Inference optimization and deployment
Hunyuan-A13B is fully integrated with popular reasoning frameworks vllm,,,,, sglangand Tensorrt-llm. It supports precise formats, e.g. W16A16,,,,, W8A8and KV cache FP8and such Automatic prefix cache and Block pre-filling. It has achieved success 1981.99 token/sec Throughput over 32 batch inputs (2048 inputs, 14336 output length) makes it practical for real-time applications.
Open source and industry relevance
Hunyuan-A13B is available on Hug and Github and comes with a loose open source license. It is designed for effective research and production use, especially in incubation-sensitive environments and short-case tasks.
By combining MUE scalability,,,,, Agent reasoningand Open source accessibility,Tencent’s Hunyuan-A13B provides a compelling alternative to heavyweight LLMs, allowing for wider experimentation and deployment without sacrificing capabilities.

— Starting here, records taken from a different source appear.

PR #111, opened 2021-05-26
Template deployment scripts

tcezard:
These scripts are template of how python can be deployed directly from Github.
The top part is meant to be filled in for each package that needs to be deployed. 

`deploy_python_as_dir.sh`: deploys a tag or a branch in a specific directory that gets frozen and linked to the `environment`. It requires a predefined python virtual environment. 
`deploy_python_in_venv.sh`: deploys a tag or a branch in a python virtual environment that gets frozen and linked to `environment`. It requires a bare python installation.


deployment_scripts/deploy_python_as_dir.sh
```diff
@@ -0,0 +1,60 @@
+#!/bin/bash
+# deploy_python_as_dir.sh: deployment script for setting up a project in a frozen directory
```
sundarvenkata-EBI, line 2: Is `deploy_python_project_as_dir.sh` a better name?

deployment_scripts/deploy_python_as_dir.sh
```diff
@@ -0,0 +1,60 @@
...
+then
+    echo "Usage: $0 tag/branch/master"
+    exit
+fi
+
+scriptpath=$(dirname $(readlink -f $0))
+PWD=$(pwd)
+
+cd "$scriptpath"
+git_element=$1
```
sundarvenkata-EBI, line 34:
```suggestion
git_branch_or_tag=$1
```

deployment_scripts/deploy_python_as_dir.sh
```diff
@@ -0,0 +1,60 @@
...
+
+if [ ! -d git_repo ]
+then
+    echo "Initialising local Git repo"
+    git init --bare --shared git_repo
+fi
+
+echo "Deploying $git_element from $repo"
+
+git --git-dir=git_repo fetch $repo "$git_element:$git_element"
```
sundarvenkata-EBI, line 44: Will this work on an existing directory if it is frozen?

sundarvenkata-EBI (approved):
Looks good but would appreciate some real-world examples documented in a README.

deployment_scripts/deploy_python_as_dir.sh
```diff
@@ -0,0 +1,60 @@
...
+
+mkdir "$git_element"
+git --git-dir=git_repo --work-tree="$git_element" checkout -f "$git_element"
+
+chmod -R a-w "$git_element"
+
+echo "Upgrade all packages"
+$pip freeze | xargs $pip uninstall -y
```
apriltuesday, line 52: what's the benefit to doing this rather than `pip install -Ur requirements.txt` to upgrade?

apriltuesday (approved):

deployment_scripts/deploy_python_as_dir.sh
tcezard: I don't think it is required the same way it is for the deployment in `venv` (which won't deploy anything if the folder exists) but it is safer and cleaner.
I've added it

deployment_scripts/deploy_python_as_dir.sh
tcezard: Done

deployment_scripts/deploy_python_as_dir.sh
tcezard: Done

deployment_scripts/deploy_python_as_dir.sh
tcezard: I think upgrading the packages will not remove any package that is no longer required. I guess this could be dangerous if the python environment  is shared across multiple projects but we should avoid that anyway.

deployment_scripts/deploy_python_in_venv.sh
```diff
@@ -0,0 +1,67 @@
+#!/bin/bash
+# deploy_python_in_venv.sh: deployment script for setting up a project inside a virtual environment making the
+# scripts executable
+
+### config
+# pip: relative or absolute path to pip
```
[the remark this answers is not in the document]
tcezard: Done

PR #132, opened 2022-05-12
EVA-2859: remapping genome target table and script

nitin-ebi:


variant-remapping-automation/genome_target_tracker.py
```diff
@@ -0,0 +1,96 @@
...
+    assembly_accession = str(data.get('assembly_accession'))
+    return assembly_accession
+
+
+def check_supported_target_assembly(private_config_xml_file):
+    taxonomy_list = get_all_taxonomies_from_eva(private_config_xml_file)
+    eva_tax_asm = get_tax_asm_from_eva(private_config_xml_file)
+    ensembl_tax_asm = get_tax_asm_from_ensembl(taxonomy_list)
+
+    taxonomy_not_present_in_eva = []
```
tcezard, line 67: This name seems misleading to me. I think you mean taxonomy from EVA that are not yet tracked in the `remapping_genome_target_tracker`  don't you ? 
If yes I would suggest something like `taxonomy_not_tracked_by_remapping`

variant-remapping-automation/genome_target_tracker.py
```diff
@@ -0,0 +1,96 @@
...
+    with get_metadata_connection_handle("development", private_config_xml_file) as pg_conn:
+        query = f"""SELECT DISTINCT taxonomy_id, assembly_id FROM {remapping_genome_target_table} 
+        WHERE current_previous='current'"""
+        for tax_id, asm in get_all_results_for_query(pg_conn, query):
+            eva_tax_asm[tax_id] = asm
+
+    return eva_tax_asm
+
+
+def get_tax_asm_from_ensembl(taxonomy_list):
```
tcezard, line 37: I'm thinking that it might make more sense to have this function deal with one taxonomy at a time. 
There could be in the future multiple sources of target assembly if we incorporate new communities
We would iterate over them like this 
```python
assembly = get_supported_asm_from_ensembl(taxonomy)
if not assembly:
    assembly = get_supported_asm_from_second_source(taxonomy)
...
```

tcezard: Which actually makes me think that we should record the source (Ensembl in this case) of our target assembly in the database table.

variant-remapping-automation/genome_target_tracker.py
```diff
@@ -0,0 +1,96 @@
...
+    ensembl_tax_asm = {}
+    for tax_id in taxonomy_list:
+        try:
+            logger.info(f'Query Ensembl for species name using taxonomy {tax_id}')
+            sp_name = get_scientific_name_from_ensembl(tax_id)
```
apriltuesday, line 42: The [previous script](https://github.com/EBIvariation/eva-tools/blob/master/variant-remapping-automation/gather_release_species.py#L83) also queried NCBI for scientific name if Ensembl didn't return anything, should we have that here as well?

variant-remapping-automation/genome_target_tracker.py
```diff
@@ -0,0 +1,96 @@
...
+import requests
+from ebi_eva_common_pyutils.logger import logging_config
+from ebi_eva_common_pyutils.metadata_utils import get_metadata_connection_handle
+from ebi_eva_common_pyutils.pg_utils import get_all_results_for_query
+from ebi_eva_common_pyutils.taxonomy.taxonomy import get_scientific_name_from_ensembl
+
+logger = logging_config.get_logger(__name__)
+logging_config.add_stdout_handler()
+
+remapping_genome_target_table = 'evapro.remapping_genome_target_tracker'
```
apriltuesday, line 12: Do we want to tie the name of this table to the remapping process?  If we intend to use it more generally as a "current supported assembly" kind of thing I suggest making the name more general as well.

variant-remapping-automation/genome_target_tracker.py
```diff
@@ -0,0 +1,96 @@
...
+
+    logger.info(f'The following taxonomy were not present in EVA: {taxonomy_not_present_in_eva}')
+    logger.info(f'The following taxonomy were not present in Ensembl: {taxonomy_not_present_in_ensembl}')
+
+
+def main():
+    argparse = ArgumentParser(description='Track the currently supported assembly by Ensembl for every species '
+                                          'and report if its matches with what is supported by EVA')
+    argparse.add_argument('--private_config_xml_file', required=True,
+                          help='Path to the file containing the username/passwords tp access '
```
apriltuesday, line 88:
```suggestion
                          help='Path to the file containing the username/passwords to access '
```

variant-remapping-automation/genome_target_tracker.py
nitin-ebi: renamed

variant-remapping-automation/genome_target_tracker.py
nitin-ebi: changed the method and updated source to tracking table

variant-remapping-automation/genome_target_tracker.py
nitin-ebi: renamed to evapro.supported_assembly_tracker

variant-remapping-automation/genome_target_tracker.py
nitin-ebi: done

variant-remapping-automation/genome_target_tracker.py
nitin-ebi: If Ensembl is not able to return species name for a taxonomy, I would assume the assembly information also will not be present for that taxonomy in Ensembl, since we query that using species name itself.
Please correct me, if you feel that's not the case and the 2 are mutually exclusive in Ensembl.

apriltuesday: Based on what Tim said this morning, this should be fine (though we might later add new sources for species names as well as supported assemblies) :+1:

variant-remapping-automation/genome_target_tracker.py
```diff
@@ -0,0 +1,116 @@
...
+    taxonomy_list = get_all_taxonomies_from_eva(private_config_xml_file)
+    eva_tax_asm = get_tax_asm_from_eva(private_config_xml_file)
+    source_tax_asm = get_tax_asm_from_sources(taxonomy_list)
+
+    taxonomy_not_tracked_by_eva = []
+    taxonomy_not_present_in_sources = []
+
+    for tax_id in taxonomy_list:
+        if tax_id in eva_tax_asm and tax_id in source_tax_asm:
+            if eva_tax_asm[tax_id] != source_tax_asm[tax_id]:
```
apriltuesday, line 84:
```suggestion
            if eva_tax_asm[tax_id]['assembly'] != source_tax_asm[tax_id]['assembly']:
```

apriltuesday: Actually, all of this needs to be made source-specific since we've added that as a field - i.e. we should warn about a mismatch for Ensembl only for that source, etc.

It might make the bookkeeping a bit easier to make a simple assembly object with taxonomy id, assembly accession, and source as properties rather than passing around a dict, but that's up to you of course.

apriltuesday (approved):

tcezard (approved):

apriltuesday (approved):

variant-remapping-automation/genome_target_tracker.py
```diff
@@ -62,30 +74,38 @@ def get_supported_asm_from_ensembl(scientific_name):
...
-            if eva_tax_asm[tax_id] != ensembl_tax_asm[tax_id]:
+        if tax_id in eva_tax_asm and tax_id in source_tax_asm:
+            if eva_tax_asm[tax_id] != source_tax_asm[tax_id]:
                 logger.warning(f'Taxonomy {tax_id} has different supported assembly '
-                               f'in EVA({eva_tax_asm[tax_id]}) and Ensembl({ensembl_tax_asm[tax_id]})')
-        elif tax_id not in eva_tax_asm:
-            taxonomy_not_present_in_eva.append(tax_id)
-        elif tax_id not in ensembl_tax_asm:
-            taxonomy_not_present_in_ensembl.append(tax_id)
+                               f'in EVA({eva_tax_asm[tax_id]}[assembly]) and Ensembl({source_tax_asm[tax_id]}[assembly])')
```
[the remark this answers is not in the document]
nitin-ebi: done

variant-remapping-automation/genome_target_tracker.py
nitin-ebi: done

PR #139, opened 2022-06-16
EVA-2823 - Use enumerated character class to make regular expression work with Python3.8

sundarvenkata-EBI:
I observed that "\d" does not seem to work in Python 3.8 (dev was done in Python 3.9) in the production deployment in Codon

### DIFF
--- a/evapro-refresh/evapro_prod_refresh.py
+++ b/evapro-refresh/evapro_prod_refresh.py
@@ -47,7 +47,7 @@ class EVAPRORefresh:
                                   '/properties/eva.evapro.jdbc.url/text()'
         # Format is jdbc:postgresql://host:port/db
         metadata_db_jdbc_url = config.get_value_with_xpath(xpath_location_template.format(profile_name))[0]
-        pattern = re.compile(r'(?P<hostname>[a-zA-Z\d-.]+):\d+')
+        pattern = re.compile(r'(?P<hostname>[a-zA-Z0-9-.]+):[0-9]+')
         return pattern.findall(metadata_db_jdbc_url)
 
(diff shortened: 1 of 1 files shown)


evapro-refresh/evapro_prod_refresh.py
```diff
@@ -47,7 +47,7 @@ def get_evapro_hosts_for_profile(self, profile_name: str) -> [str]:
                                   '/properties/eva.evapro.jdbc.url/text()'
         # Format is jdbc:postgresql://host:port/db
         metadata_db_jdbc_url = config.get_value_with_xpath(xpath_location_template.format(profile_name))[0]
-        pattern = re.compile(r'(?P<hostname>[a-zA-Z\d-.]+):\d+')
+        pattern = re.compile(r'(?P<hostname>[a-zA-Z0-9-.]+):[0-9]+')
```
apriltuesday, line 50:
```suggestion
        pattern = re.compile(r'(?P<hostname>[-a-zA-Z\d.]+):\d+')
```

Yours seems to work as well but I think it actually just gets confused by the `-` combined with the `\d` inside the character class, if you move the hyphen to the front it works.
```
Python 3.8.10 (default, Mar 15 2022, 12:22:08) 
[GCC 9.4.0] on linux
Type "help", "copyright", "credits" or "license" for more information.
>>> import re
>>> pattern = re.compile(r'(?P<hostname>[-a-zA-Z\d.]+):\d+')
>>> pattern.match('some-thing.123:456')
<re.Match object; span=(0, 18), match='some-thing.123:456'>
>>> pattern.match('some-thing%bad:456')
>>>
```

apriltuesday (approved):

PR #141, opened 2022-07-21
EVA-2908 - Add studies filter & clustering step to remapping automation 

apriltuesday:


variant-remapping-automation/remapping_automation.py
```diff
@@ -61,28 +62,58 @@ def write_remapping_process_props_template(template_file_path):
...
+eva.count-stats.username={counts_username}
+eva.count-stats.password={counts_password}
 ''')
         return template_file_path
 
     def get_job_information(self, assembly, taxid):
         query = (
             'SELECT source, scientific_name, assembly_accession, remapping_status, SUM(num_studies), '
-            'SUM(num_ss_ids) '
+            'SUM(num_ss_ids), study_accessions '
```
tcezard, line 97: Are we expecting to have multiple study accession here ? Maybe a coma separated list of them ?

variant-remapping-automation/remapping_automation.py
```diff
@@ -61,28 +62,58 @@ def write_remapping_process_props_template(template_file_path):
...
+
+eva.count-stats.url={counts_url}
+eva.count-stats.username={counts_username}
+eva.count-stats.password={counts_password}
 ''')
         return template_file_path
 
     def get_job_information(self, assembly, taxid):
         query = (
             'SELECT source, scientific_name, assembly_accession, remapping_status, SUM(num_studies), '
```
tcezard, line 96: I'm wondering if we should keep the nb of studies if we mandate that study accessions should be provided. 
Although in some case we will likely prefer not giving the list of study to process them all and then the number of studies will be useful.

tcezard (approved):

sundarvenkata-EBI (approved):
Looks good! Suggest running on real-world data if possible.

variant-remapping-automation/remapping_automation.py
apriltuesday: Yes there can be multiple study accessions, stored as an array in postgres.

variant-remapping-automation/remapping_automation.py
apriltuesday: That's what I was thinking, it's a bit redundant but maybe still useful in the latter case...

apriltuesday:
> Looks good! Suggest running on real-world data if possible.

I was thinking of running this process in dev once the tracking table is in place... created EVA-2951 for this.  (I think running the clustering job alone for the other PR should be feasible though.)

PR #146, opened 2022-10-03
EVA-2951 - Rename non INSDC sequence when creating the custom assembly

tcezard:
Address the issue of variant removed through remapping because they do not have any sequence in the assembly.


variant-remapping-automation/get_custom_assembly.py
```diff
@@ -126,6 +127,39 @@ def get_contig_accessions_in_fasta(fasta_path):
...
+
+    @cached_property
+    def contig_names_in_fasta(self):
+        return self._get_contig_accessions_in_fasta(self.assembly_fasta_path)
+
+    @cached_property
+    def contig_to_rename(self):
+        rename_map = {}
+        genbank_contigs = []
+        set(row['GenBank-Accn'] for row in self.assembly_report_rows)
```
apriltuesday, line 148: Do you need this for anything?

apriltuesday (approved):

nitin-ebi (approved):

variant-remapping-automation/get_custom_assembly.py
tcezard: Nope... 
I guess I should remove it then ...

PR #148, opened 2022-10-06
EVA-2977:  Logging studies in assemblies never remapped earlier

nitin-ebi:


apriltuesday (approved):

tcezard (approved):
I think this could be useful in conjunction with a check against accessioning warehouse for 100 variants for each study.

PR #149, opened 2022-10-06
EVA-2988 - Optional remapping

tcezard:
Allow the automation to run the nextflow script for process that do not need remapping

Add parameter to skip remapping step and only run the clustering

### DIFF
--- a/variant-remapping-automation/remapping_process.nf
+++ b/variant-remapping-automation/remapping_process.nf
@@ -44,6 +44,7 @@ source_to_target = "${params.source_assembly_accession}_to_${params.target_assem
 
 // Create an channel that will either be empty if remapping will take place or contain a dummy value if not
 // This will allow to trigger the clustering even if no remapping is required
+// We're using params.genome_assembly_dir because cluster_studies_from_mongo needs to receive a file object
 empty_ch = params.remapping_required ? Channel.empty() : Channel.of(params.genome_assembly_dir)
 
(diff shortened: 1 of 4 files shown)


variant-remapping-automation/remapping_process.nf
```diff
@@ -41,6 +42,9 @@ if (!params.taxonomy_id || !params.source_assembly_accession || !params.target_a
 species_name = params.species_name.toLowerCase().replace(" ", "_")
 source_to_target = "${params.source_assembly_accession}_to_${params.target_assembly_accession}"
 
+// Create an channel that will either be empty if remapping will take place or contain a dummy value if not
+// This will allow to trigger the clustering even if no remapping is required
+empty_ch = params.remapping_required ? Channel.empty() : Channel.of(params.genome_assembly_dir)
```
apriltuesday, line 47:
```suggestion
empty_ch = params.remapping_required ? Channel.empty() : Channel.of("dummy value")
```
Just to be super clear the value isn't important...

apriltuesday (approved):

nitin-ebi (approved):

variant-remapping-automation/remapping_process.nf
tcezard: The value needs to be a file because the `ingestion_log` received by the clustering is a file. I've used the first thing that was available but I agree that it could be confusing. I'll a comment.

PR #170, opened 2024-05-21
EVA-3575 - sbatch wrapper script

apriltuesday:
See example usage in tasks folder...

I'm not sure it really needs to be this flexible (or in bash), since at a certain point you'd just use sbatch directly... oh well, I was having fun.


tcezard (approved):
There is a bit of repetition but I think it's ok.

nitin-ebi (approved):

Issue #103, opened 2011-12-31
Strong typedefs


jckarter:
There should be a feature like Haskell's `newtype` that creates a type that's representationally identical to another, but has a distinct type.

ghost:
Would a new keyword be necessary? Maybe reuse define e.g.
<code>define MyInt = int32;</code>

<code>[T,U when Integer?(T,U)] //overide predicate of original
define MyRecord[T,U] = OriginalRecord[T,U];</code>

or would that be too confusing?

What about printed name formatting in compiler output - maybe something like: 
<code>MyInt<Int32></code>

jckarter:
Overloading `define` doesn't seem like a good idea. My plan was to have something along the lines of `newtype A = B;`.
I think the printed name should be formatted normally, the same as any other symbol.

ghost:
Strong typedef implementation "newtype" added in #388

PR #364, opened 2012-08-26
Implement newtype (strong typedefs) - fixes issue #103

ghost:


compiler/src/loader.cpp
```diff
@@ -235,6 +236,22 @@ static void installGlobals(ModulePtr m) {
             }
             break;
         }
+        case NEW_TYPE : {
+            NewType *nt = (NewType *)x;
+            PatternPtr pattern = evaluateOnePattern(nt->target, m->env);
```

Check Paper. All credits for this study are to the researchers on the project. Also, please feel free to follow us twitter And don’t forget to join us 100K+ ml reddit And subscribe Our newsletter.

Asif Razzaq is CEO of Marktechpost Media Inc. As a visionary entrepreneur and engineer, ASIF is committed to harnessing the potential of artificial intelligence to achieve social benefits. His recent effort is to launch Marktechpost, an artificial intelligence media platform that has an in-depth coverage of machine learning and deep learning news that can sound both technically, both through technical voices and be understood by a wide audience. The platform has over 2 million views per month, demonstrating its popularity among its audience.